[Stored items]
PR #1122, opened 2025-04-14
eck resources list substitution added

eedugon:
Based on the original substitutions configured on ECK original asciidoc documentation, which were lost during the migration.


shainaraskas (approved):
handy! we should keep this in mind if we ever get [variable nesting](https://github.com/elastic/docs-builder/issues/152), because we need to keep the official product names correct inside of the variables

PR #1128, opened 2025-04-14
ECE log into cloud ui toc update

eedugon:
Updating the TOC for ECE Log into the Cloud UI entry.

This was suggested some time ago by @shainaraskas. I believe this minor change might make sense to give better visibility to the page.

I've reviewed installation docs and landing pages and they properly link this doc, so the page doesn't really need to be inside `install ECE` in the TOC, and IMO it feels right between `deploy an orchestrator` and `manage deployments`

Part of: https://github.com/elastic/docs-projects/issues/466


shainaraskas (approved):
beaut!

==

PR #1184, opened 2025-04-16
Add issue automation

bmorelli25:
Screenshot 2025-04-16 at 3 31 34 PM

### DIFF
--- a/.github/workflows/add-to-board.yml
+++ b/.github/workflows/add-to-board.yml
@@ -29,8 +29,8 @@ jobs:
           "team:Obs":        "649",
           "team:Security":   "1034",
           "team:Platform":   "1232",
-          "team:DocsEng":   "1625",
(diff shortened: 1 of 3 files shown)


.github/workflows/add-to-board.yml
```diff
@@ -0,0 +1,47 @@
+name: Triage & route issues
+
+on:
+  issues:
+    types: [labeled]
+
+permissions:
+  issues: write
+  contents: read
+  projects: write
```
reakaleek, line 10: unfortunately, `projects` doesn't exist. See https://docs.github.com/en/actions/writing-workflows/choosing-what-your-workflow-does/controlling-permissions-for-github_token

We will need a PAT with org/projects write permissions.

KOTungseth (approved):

---

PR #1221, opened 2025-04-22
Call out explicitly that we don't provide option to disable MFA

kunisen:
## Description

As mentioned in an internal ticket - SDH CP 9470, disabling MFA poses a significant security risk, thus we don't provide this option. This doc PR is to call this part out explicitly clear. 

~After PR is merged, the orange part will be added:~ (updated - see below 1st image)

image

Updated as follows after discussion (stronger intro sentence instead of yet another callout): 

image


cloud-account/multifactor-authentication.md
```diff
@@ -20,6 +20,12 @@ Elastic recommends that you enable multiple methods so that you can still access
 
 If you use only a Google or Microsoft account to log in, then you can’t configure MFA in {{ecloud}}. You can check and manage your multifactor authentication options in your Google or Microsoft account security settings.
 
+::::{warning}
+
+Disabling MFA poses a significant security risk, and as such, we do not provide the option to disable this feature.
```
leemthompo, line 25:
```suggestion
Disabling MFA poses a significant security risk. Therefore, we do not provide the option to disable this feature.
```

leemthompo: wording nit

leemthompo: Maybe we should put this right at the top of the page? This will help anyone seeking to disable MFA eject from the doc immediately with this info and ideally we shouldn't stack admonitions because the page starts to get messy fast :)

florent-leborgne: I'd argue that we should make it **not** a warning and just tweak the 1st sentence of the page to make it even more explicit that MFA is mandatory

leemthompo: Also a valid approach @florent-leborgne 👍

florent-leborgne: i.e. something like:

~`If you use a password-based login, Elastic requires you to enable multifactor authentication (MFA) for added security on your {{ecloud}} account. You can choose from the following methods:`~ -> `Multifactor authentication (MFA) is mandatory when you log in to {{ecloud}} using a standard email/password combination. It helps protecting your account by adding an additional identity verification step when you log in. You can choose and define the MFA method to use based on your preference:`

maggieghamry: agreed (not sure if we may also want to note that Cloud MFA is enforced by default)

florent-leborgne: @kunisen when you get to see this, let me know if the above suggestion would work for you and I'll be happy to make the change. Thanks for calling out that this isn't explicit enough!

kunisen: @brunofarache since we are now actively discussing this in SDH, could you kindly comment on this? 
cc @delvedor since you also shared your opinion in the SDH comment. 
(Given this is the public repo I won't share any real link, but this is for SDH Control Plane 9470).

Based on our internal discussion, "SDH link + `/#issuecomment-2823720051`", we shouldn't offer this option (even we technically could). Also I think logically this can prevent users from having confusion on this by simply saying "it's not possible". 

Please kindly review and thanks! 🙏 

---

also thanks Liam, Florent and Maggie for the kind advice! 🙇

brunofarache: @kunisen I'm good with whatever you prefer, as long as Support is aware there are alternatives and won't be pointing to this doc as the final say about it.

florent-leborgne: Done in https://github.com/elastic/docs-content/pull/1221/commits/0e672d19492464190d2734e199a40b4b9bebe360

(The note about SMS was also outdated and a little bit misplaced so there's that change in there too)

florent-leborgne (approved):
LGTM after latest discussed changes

• ACTION ITEM:
State how many lines above include the word "even", and nothing more.

• TASK SOLUTION:
2